Find how many lines of the records below contain the word "useState" and write that number by itself.

Dataset records

Content starts

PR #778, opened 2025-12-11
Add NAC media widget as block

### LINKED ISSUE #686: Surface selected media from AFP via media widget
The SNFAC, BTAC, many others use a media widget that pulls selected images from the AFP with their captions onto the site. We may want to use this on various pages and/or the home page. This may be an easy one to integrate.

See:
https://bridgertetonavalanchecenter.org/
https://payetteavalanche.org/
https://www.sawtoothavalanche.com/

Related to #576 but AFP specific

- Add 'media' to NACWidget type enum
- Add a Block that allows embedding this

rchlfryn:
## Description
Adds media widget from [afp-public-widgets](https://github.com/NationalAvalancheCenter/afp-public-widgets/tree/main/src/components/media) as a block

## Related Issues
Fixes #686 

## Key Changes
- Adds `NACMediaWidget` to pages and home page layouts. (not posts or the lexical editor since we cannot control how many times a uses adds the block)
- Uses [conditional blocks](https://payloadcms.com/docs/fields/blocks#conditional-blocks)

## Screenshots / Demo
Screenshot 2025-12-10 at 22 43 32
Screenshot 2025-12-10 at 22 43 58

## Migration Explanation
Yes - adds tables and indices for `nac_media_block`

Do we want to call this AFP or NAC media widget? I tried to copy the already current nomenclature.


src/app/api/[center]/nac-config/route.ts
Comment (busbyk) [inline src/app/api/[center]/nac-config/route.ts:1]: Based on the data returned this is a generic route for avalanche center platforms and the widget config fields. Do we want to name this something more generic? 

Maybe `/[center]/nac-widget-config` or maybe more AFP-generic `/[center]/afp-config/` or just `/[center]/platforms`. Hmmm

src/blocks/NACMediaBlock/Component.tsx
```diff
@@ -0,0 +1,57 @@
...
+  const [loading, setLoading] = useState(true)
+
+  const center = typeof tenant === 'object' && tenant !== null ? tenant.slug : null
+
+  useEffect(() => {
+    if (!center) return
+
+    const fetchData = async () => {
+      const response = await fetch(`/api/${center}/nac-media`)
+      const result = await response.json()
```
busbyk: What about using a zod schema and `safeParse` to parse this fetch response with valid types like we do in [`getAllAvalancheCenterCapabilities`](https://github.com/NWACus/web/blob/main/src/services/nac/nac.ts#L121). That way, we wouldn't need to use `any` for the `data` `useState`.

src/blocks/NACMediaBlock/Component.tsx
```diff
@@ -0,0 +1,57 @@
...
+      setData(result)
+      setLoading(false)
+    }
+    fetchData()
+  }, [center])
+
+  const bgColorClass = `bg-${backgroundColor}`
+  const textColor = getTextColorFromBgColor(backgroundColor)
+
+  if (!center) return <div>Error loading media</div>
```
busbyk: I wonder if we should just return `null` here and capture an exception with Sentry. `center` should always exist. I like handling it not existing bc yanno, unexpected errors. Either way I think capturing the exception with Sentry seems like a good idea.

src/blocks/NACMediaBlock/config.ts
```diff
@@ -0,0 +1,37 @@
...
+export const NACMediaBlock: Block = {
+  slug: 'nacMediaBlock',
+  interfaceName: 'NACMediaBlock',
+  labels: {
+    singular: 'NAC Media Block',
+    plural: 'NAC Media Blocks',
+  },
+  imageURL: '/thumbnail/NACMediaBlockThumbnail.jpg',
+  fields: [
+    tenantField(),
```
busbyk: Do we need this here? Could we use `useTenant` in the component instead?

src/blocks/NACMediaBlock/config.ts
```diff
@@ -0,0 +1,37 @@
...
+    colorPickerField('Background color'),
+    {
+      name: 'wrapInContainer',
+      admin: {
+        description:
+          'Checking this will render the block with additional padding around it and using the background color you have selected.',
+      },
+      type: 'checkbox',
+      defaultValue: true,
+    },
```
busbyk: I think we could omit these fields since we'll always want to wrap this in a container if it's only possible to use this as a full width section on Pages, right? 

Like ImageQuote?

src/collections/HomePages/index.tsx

Content ends

**Answer below:**
2